Good performance against a challenging macroeconomic backdrop: Royal Mail returned to revenue growth in the second half; GLS continuing to build on its track record of growth and strategic delivery.

IDS overview:

  • Revenue £12,679 million, up £635 million year-on-year, driven by GLS and strong H2 in Royal Mail.
  • Reported operating profit of £26 million (2022-23: loss of £742 million); adjusted operating loss1 reduced to £28 million (2022-23: loss of £71 million).
  • Adjusted operating profit1 in GLS of £320 million and adjusted loss of £348 million in Royal Mail;
  • Excluding voluntary redundancy charges, Royal Mail adjusted operating loss1 was £336 million, broadly offset by GLS adjusted operating profit1, as expected.
  • Strong balance sheet retained with ample liquidity:
  • Dividend: final dividend proposed of 2.0p for 2023-24, funded by GLS, as previously indicated;
  • Royal Mail: crossed an inflection point, although headwinds remain

Strong letter revenue growth and parcels recovery in second half

  • Royal Mail close to breakeven in H2 at the adjusted operating level1, excluding voluntary redundancy charges.
  • Operational turnaround accelerating at pace:
  • Quality of service on positive trajectory across both commercial and Universal Service Obligation (USO) products, although still below USO targets, with more to do.
  • Modernisation agenda progressing: significant expansion of out-of-home footprint with new partnerships and plans to increase parcel drop off locations by more than 50% to 21,000; optimising and automating parcel hubs; delivering CWU agreement and productivity improvements; reducing CO2
  • No timetable as yet for reform of Universal Service: Royal Mail‘s proposal would:
  • Ensure a more efficient and financially sustainable Universal Service;
  • Maintain the one-price-goes-anywhere service for the entire UK;
  • Continue with six-days a week delivery for First Class letters;
  • Ofcom should act without delay.
  • Emma Gilthorpe joined on 1 May as Royal Mail Chief Executive Officer (CEO).
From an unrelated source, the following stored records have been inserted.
PR #457, opened 2023-07-09
github: mark `dist/*` as generated code

agilgur5:
## Summary

Mark `dist/*` as generated code for GitHub
- per https://docs.github.com/en/repositories/working-with-files/managing-files/customizing-how-changed-files-appear-on-github and https://github.com/github-linguist/linguist/blob/master/docs/overrides.md#generated-code

## Details

- should help a good bit with making diffs more condensed by default
  - can still uncollapse generated code, just that default will be collapsed

### DIFF
--- a/.gitattributes
+++ b/.gitattributes
@@ -1,1 +1,2 @@
 * -text
+dist/* linguist-generated


ezolenko:
Oh, nice

Issue #435, opened 2023-02-04
Support for `module: 'ES2022'`


neilenns:
## Troubleshooting

1. Does `tsc` have the same output? If so, please explain why this is incorrect behavior

No.

1. Does your Rollup plugin order match [this plugin's compatibility](https://github.com/ezolenko/rollup-plugin-typescript2#compatibility)?

n/a

1. Can you create a [minimal example](https://stackoverflow.com/help/minimal-reproducible-example) that reproduces this behavior? Preferably, use [this environment](https://stackblitz.com/edit/rpt2-repro) for your reproduction

Yes. [Minimal repo environment](https://stackblitz.com/edit/rpt2-repro-ey59dp?file=tsconfig.json)

## What happens and why it is incorrect

When building using the node16-strictest-esm standard tsconfig the following error is generated:

`[!] (plugin rpt2) RollupError: Incompatible tsconfig option. Module resolves to 'ES2022'. This is incompatible with Rollup, please use 'module: "ES2015"', 'module: "ES2020"', or 'module: "ESNext"'.`

## Environment
n/a, reproduces in the minimal environment

### Versions
```text
  System:
    OS: Windows 10 10.0.22621
    CPU: (12) x64 AMD Ryzen 5 5600X 6-Core Processor
    Memory: 16.43 GB / 31.91 GB
  Binaries:
    Node: 16.19.0 - C:\Program Files\nodejs\node.EXE
    npm: 8.19.3 - C:\Program Files\nodejs\npm.CMD
  npmPackages:
    rollup: ^3.13.0 => 3.13.0
    rollup-plugin-typescript2: ^0.34.1 => 0.34.1
    typescript: ^4.9.5 => 4.9.5
```

<details>
  <summary><h4><code>rollup.config.js</code></h4>: </summary>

GLS: revenue growth and adjusted operating profit at upper end of guidance; continuing to invest to deliver on strategic priorities

Good revenue growth of 4.6% year-on-year driven by B2C and cross-border.
Investing to support strategic ambitions: expanding network capacity, launching two new hubs and investing in automation; parcel lockers grew by 53%.
Adjusted operating profit lower year-on-year, as expected, due to inflationary pressures not fully offset by pricing and efficiency measures, and impact of strategic investments.